Boosted by the comments, the Goldman Sachs Hardware Index ($GHA: news, chart, profile) was better by 1.7 percent and Hewlett-Packard shares rose 36 cents, or 2.5 percent to $14.99 in mid-day action.

Citing data from the Bureau of Economic Analysis, Niles said U.S. business investment is increasing for the first time since the first quarter of 2001. More importantly, however, he noted that many of the larger tech companies that have reported have shown surprising strength from the U.S. market -- IBM with U.S. revenues up 12 percent quarter/quarter; Sun with U.S. revenues up 20 percent and product booking from the U.S. enterprise and commercial sector up 15 percent quarter/quarter at Cisco.

"In general, we have been very bearish on an IT spending pickup and have long believed that there was no pickup in IT spending this year and that next year would be mediocre also," Niles wrote in a research note. "We still believe that but this is the first time in our minds that we have been positively surprised by any corporate spending patterns in the U.S. for almost two years in that it is not getting worse and is actually stabilizing."

Lehman also noted that the durable goods data on computer and electronic new orders have dramatically improved while inventories are still declining at a rapid clip -- a combination he sees as a solid precursor to stabilizing demand.

On the subject of inventories at Hewlett-Packard, Niles believes concerns are overstated with commercial inventories down to 3 weeks quarter on quarter from 4.5 weeks and to 7 weeks from 9 weeks in consumer.
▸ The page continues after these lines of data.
PR #298, opened 2022-01-13
Add retry delay on topic subscription failures

pennam:
Most of the time subscripion failures are caused by wrong device configuration, so retry to subscribe immediately is not solving the problem. 

Adding a small delay (1 second )will make the debug error more readable by the user and it will also reduce the amout of subscription requests received by the cloud not slowing down too much the connection process in case of a real connection error.


src/ArduinoIoTCloudTCP.cpp
```diff
@@ -404,34 +406,58 @@ ArduinoIoTCloudTCP::State ArduinoIoTCloudTCP::handle_SubscribeMqttTopics()
...
+    execCloudEventCallback(ArduinoIoTCloudEvent::CONNECT);
+
+    if (_shadowTopicIn != "")
+      return State::RequestLastValues;
+    else
+      return State::Connected;
+
+  }
+
+  return State::SubscribeMqttTopics;
```
polldo, line 460: I personally would write it in the following way to make it more readable (to avoid nested if), but it's just an opinion:
```C++
  if (!is_first_subscribe_request && !is_subscribe_retry_delay_expired)
  {
    return State::SubscribeMqttTopics;
  }

  if (_last_subscribe_request_cnt > AIOT_CONFIG_SUBSCRIBE_MAX_RETRY_CNT)
  {
    _last_subscribe_request_cnt = 0;
    _last_subscribe_request_tick = 0;
    _mqttClient.stop();
    execCloudEventCallback(ArduinoIoTCloudEvent::DISCONNECT);
    return State::ConnectPhy;
  }

  if (!_mqttClient.subscribe(_dataTopicIn))
  {
    DEBUG_ERROR("ArduinoIoTCloudTCP::%s could not subscribe to %s", __FUNCTION__, _dataTopicIn.c_str());
#if !defined(__AVR__)
    DEBUG_ERROR("Check your thing configuration, and press the reset button on your board.");
#endif
    _last_subscribe_request_tick = now;
    _last_subscribe_request_cnt++;
    return State::SubscribeMqttTopics;
  }

  if (_shadowTopicIn != "")
  {
    if (!_mqttClient.subscribe(_shadowTopicIn))
    {
      DEBUG_ERROR("ArduinoIoTCloudTCP::%s could not subscribe to %s", __FUNCTION__, _shadowTopicIn.c_str());
#if !defined(__AVR__)
      DEBUG_ERROR("Check your thing configuration, and press the reset button on your board.");
#endif
      _last_subscribe_request_tick = now;
      _last_subscribe_request_cnt++;
      return State::SubscribeMqttTopics;
    }
  }

  DEBUG_INFO("Connected to Arduino IoT Cloud");
  execCloudEventCallback(ArduinoIoTCloudEvent::CONNECT);
  _last_subscribe_request_cnt = 0;
  _last_subscribe_request_tick = 0;
  if (_shadowTopicIn != "")
  {
    return State::RequestLastValues;
  }
  return State::Connected;
```

polldo (approved):
lgtm, I left just an advice

src/ArduinoIoTCloudTCP.cpp
aentinger: I second @polldo's comment.

pennam: Thanks @polldo:
 - nested if: i would leave this one as it is 
```
   if (_shadowTopicIn != "")
   {
     if (!_mqttClient.subscribe(_shadowTopicIn))
```
since it wi be removed when we will merge the thing_id_discovery PR #297 
 - which is the advantage moving this part inside the ifs? Personally i would leave it outside.
```
 _last_subscribe_request_tick = now;
 _last_subscribe_request_cnt++;
```

polldo: >Personally i would leave it outside.

do it! 
I moved them to make it clear that those statements depended on the subscription fail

"Strong demand in printing revenues is offsetting some of the computing weakness in the second quarter, which we believe is the bottom for revenues and EPS," he said.

IT spending growth

Because of the weakening macro environment, Niles believes IT spending growth in the low single digits is more appropriate for fiscal 2003 than the 4 to 6 percent forecast from Hewlett-Packard provided at its June analyst day.

"At the time many thought HP was being too pessimistic on both IT spending and consumer demand but they turned out to be quite prescient in their views," Niles said. The lowered outlook, he thinks, is being driven by worsening consumer and corporate demand in Europe, no signs of pickup and continued weakness in Japan and continued sluggish PC demand from U.S. consumers.

Against that backdrop, Niles trimmed his fiscal 2002 earnings estimate to 70 cents a share from 75 cents and his fiscal 2003 forecast to $1.05 from $1.15. The Thomson Financial/First Call consensus estimates are for earnings of 79 cents a share in fiscal 2002 and $1.24 for fiscal 2003.

Still, on a valuation basis, he believes the stock deserves the upgrade and the higher $18 12-month price target.

"We believe the markets have oversold the stock on fears of high PC inventory in the channel, concerns regarding Dell entering the printer business and concerns regarding the current quarter," he concluded. "While expectations are diminished from even June 4, HP is executing better than expected within this tough environment on the factors they can control, positioning themselves well for an improving IT demand environment in 2003 and benefiting from enterprise demand in the U.S. which seems to be stabilizing."